__Action item__. From the entries that follow, gather each line holding the word "defined".

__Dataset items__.
···

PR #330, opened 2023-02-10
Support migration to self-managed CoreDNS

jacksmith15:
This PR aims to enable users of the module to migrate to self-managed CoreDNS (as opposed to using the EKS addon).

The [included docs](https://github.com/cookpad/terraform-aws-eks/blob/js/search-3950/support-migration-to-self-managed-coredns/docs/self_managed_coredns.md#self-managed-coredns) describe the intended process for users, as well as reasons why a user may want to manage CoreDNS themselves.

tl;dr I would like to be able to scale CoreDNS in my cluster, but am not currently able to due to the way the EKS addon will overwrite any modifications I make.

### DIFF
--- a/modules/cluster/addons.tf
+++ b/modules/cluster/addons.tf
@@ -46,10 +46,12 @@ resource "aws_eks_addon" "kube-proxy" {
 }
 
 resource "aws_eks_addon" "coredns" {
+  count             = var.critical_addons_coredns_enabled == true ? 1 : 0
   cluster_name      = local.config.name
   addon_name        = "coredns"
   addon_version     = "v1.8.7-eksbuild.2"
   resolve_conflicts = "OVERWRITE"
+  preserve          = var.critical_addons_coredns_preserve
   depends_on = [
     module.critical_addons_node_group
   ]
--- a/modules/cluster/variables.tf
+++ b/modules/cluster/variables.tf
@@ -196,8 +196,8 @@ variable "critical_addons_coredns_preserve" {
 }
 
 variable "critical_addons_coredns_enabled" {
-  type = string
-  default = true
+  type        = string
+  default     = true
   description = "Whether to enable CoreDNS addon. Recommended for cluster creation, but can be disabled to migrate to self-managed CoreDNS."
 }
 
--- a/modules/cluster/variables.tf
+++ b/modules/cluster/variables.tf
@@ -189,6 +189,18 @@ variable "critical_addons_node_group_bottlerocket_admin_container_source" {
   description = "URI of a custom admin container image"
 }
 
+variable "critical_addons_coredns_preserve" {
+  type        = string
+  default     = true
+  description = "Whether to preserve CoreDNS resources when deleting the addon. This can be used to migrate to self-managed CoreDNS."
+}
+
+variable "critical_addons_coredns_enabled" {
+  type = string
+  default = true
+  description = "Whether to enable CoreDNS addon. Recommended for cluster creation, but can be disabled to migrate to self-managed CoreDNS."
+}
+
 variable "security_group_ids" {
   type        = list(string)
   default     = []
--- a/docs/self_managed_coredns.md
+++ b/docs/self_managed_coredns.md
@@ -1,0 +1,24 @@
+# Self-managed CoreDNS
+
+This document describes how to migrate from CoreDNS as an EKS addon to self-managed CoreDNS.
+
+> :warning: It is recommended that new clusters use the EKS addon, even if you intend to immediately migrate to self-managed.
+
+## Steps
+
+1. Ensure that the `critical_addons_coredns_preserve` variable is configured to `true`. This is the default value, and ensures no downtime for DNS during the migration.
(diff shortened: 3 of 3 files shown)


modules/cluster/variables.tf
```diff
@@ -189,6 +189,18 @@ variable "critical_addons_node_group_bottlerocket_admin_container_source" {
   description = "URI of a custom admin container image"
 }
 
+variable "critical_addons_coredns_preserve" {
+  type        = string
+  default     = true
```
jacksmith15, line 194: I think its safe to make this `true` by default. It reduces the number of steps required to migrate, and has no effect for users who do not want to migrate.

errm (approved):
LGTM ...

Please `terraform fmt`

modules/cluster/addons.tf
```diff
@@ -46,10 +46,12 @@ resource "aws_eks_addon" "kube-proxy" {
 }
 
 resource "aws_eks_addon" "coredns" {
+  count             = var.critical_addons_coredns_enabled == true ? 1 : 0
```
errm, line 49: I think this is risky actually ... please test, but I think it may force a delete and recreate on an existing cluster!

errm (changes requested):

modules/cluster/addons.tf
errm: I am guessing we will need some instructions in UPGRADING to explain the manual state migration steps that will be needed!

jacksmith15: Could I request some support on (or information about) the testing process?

···

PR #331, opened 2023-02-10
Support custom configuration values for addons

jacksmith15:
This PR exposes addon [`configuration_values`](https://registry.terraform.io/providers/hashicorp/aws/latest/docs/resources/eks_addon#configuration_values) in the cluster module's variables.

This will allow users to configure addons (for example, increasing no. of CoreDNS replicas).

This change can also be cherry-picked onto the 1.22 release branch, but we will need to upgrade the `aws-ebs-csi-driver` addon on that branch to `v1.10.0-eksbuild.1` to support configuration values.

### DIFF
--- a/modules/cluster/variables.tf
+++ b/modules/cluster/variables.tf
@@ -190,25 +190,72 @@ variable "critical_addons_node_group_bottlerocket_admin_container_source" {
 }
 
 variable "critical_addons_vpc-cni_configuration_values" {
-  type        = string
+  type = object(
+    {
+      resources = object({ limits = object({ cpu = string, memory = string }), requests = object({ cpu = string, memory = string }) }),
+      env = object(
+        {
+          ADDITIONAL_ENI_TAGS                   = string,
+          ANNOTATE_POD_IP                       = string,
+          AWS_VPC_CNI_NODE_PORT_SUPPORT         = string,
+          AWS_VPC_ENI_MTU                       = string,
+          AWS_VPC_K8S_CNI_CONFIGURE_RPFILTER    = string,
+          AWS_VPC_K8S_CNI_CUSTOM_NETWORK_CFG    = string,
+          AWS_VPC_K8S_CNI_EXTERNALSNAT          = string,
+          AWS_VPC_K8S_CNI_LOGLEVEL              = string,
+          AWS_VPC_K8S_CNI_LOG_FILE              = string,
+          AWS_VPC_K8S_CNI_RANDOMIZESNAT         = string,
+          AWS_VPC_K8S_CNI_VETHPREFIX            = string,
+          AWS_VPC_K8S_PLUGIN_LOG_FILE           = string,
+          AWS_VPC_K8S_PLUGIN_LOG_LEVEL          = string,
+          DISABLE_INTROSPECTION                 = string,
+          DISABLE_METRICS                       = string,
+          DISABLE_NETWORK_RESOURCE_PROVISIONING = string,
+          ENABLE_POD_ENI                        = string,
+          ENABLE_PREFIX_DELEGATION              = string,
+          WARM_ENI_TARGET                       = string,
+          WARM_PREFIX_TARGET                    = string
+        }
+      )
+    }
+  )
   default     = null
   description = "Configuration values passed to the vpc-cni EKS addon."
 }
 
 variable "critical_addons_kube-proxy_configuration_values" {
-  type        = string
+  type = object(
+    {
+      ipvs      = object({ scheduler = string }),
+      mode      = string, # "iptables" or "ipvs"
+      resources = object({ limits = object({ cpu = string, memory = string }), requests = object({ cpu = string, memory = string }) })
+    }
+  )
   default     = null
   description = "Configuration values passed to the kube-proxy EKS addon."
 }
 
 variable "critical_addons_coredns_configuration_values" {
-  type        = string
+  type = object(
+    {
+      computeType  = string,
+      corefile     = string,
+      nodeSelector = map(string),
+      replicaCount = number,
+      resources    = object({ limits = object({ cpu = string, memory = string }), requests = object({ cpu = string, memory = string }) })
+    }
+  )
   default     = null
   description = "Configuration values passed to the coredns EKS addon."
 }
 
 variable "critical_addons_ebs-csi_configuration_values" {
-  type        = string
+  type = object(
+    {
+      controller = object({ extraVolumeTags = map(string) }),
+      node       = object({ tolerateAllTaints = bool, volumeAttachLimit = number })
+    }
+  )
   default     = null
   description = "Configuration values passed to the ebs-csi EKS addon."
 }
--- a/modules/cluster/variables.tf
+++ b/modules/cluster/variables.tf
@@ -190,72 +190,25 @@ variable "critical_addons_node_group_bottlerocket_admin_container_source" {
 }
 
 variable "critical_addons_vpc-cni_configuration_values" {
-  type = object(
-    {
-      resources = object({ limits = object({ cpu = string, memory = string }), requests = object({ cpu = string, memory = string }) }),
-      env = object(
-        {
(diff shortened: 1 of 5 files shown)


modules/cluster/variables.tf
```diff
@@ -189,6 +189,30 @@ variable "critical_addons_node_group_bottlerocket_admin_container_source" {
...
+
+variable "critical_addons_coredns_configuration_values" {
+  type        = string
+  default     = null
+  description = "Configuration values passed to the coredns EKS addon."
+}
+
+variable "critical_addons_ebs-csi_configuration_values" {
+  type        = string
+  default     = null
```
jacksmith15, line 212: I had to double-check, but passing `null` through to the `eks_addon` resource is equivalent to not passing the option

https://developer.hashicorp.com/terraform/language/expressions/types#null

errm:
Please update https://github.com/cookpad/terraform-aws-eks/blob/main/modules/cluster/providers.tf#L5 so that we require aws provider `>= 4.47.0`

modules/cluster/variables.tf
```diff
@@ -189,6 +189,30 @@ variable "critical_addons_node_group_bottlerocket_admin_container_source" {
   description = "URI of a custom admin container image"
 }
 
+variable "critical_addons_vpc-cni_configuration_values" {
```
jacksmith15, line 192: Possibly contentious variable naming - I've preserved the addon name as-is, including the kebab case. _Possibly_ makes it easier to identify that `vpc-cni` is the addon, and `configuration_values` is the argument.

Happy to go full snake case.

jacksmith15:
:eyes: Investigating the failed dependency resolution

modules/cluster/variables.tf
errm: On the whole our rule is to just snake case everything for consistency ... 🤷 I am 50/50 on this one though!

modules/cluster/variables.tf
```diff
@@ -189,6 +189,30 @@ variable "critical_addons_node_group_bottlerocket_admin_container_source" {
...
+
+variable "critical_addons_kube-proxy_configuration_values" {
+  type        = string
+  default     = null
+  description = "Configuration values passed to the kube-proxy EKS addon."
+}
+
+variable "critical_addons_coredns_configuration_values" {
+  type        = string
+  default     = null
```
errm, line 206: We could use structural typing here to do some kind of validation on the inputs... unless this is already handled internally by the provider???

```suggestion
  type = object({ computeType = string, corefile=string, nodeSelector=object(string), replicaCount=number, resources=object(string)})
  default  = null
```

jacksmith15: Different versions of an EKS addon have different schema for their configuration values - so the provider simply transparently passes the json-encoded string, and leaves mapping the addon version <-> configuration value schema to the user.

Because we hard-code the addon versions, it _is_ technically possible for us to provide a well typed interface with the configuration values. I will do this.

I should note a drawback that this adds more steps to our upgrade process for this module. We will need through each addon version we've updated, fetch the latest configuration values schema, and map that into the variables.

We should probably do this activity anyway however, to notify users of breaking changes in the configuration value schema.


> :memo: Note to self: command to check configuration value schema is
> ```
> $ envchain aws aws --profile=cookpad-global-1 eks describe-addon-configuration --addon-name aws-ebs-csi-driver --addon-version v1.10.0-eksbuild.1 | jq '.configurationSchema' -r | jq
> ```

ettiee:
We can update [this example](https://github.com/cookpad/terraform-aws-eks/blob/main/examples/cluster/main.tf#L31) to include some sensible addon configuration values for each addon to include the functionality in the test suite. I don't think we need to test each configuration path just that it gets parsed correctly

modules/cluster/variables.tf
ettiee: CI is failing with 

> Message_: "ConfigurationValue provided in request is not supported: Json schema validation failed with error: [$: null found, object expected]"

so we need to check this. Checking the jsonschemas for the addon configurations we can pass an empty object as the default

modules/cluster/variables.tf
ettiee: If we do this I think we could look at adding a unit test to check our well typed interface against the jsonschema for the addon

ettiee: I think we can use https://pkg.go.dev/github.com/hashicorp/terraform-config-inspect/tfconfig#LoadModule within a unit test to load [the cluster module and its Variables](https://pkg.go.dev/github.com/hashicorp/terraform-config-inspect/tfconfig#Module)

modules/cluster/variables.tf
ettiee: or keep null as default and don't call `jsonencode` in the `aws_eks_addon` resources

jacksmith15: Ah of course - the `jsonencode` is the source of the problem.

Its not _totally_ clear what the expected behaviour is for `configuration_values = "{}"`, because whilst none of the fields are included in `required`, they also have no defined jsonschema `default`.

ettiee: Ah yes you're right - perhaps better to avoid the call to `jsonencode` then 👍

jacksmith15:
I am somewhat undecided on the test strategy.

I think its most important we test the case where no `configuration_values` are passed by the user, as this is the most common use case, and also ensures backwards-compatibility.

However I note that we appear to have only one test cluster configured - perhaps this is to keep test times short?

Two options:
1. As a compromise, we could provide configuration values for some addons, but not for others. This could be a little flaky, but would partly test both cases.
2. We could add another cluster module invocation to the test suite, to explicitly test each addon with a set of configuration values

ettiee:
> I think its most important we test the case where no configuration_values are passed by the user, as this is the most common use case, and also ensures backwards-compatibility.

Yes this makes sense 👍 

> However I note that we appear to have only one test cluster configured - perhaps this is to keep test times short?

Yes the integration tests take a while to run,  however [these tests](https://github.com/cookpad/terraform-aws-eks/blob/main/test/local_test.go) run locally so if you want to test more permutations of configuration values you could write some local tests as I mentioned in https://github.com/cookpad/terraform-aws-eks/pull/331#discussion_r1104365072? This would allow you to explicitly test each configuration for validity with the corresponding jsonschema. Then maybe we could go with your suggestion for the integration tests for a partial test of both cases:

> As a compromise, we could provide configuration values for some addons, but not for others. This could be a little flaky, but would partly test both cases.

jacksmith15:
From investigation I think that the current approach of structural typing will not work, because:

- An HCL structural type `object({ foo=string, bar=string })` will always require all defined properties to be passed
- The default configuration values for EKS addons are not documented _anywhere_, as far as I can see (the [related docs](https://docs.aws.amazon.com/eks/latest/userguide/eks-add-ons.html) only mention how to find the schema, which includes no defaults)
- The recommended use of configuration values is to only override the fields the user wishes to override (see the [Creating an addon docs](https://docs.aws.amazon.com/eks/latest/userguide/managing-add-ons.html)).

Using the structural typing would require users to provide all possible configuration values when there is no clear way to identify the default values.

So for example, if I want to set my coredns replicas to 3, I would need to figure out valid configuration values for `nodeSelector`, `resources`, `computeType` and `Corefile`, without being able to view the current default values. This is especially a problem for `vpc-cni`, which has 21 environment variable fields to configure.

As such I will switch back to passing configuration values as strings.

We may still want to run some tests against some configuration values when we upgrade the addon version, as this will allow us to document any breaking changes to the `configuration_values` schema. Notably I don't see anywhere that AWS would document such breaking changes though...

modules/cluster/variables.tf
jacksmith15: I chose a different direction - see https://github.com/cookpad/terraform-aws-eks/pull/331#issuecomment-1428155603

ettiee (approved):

···

__Answer space__.
Its not _totally_ clear what the expected behaviour is for `configuration_values = "{}"`, because whilst none of the fields are included in `required`, they also have no defined jsonschema `default`.
- An HCL structural type `object({ foo=string, bar=string })` will always require all defined properties to be passed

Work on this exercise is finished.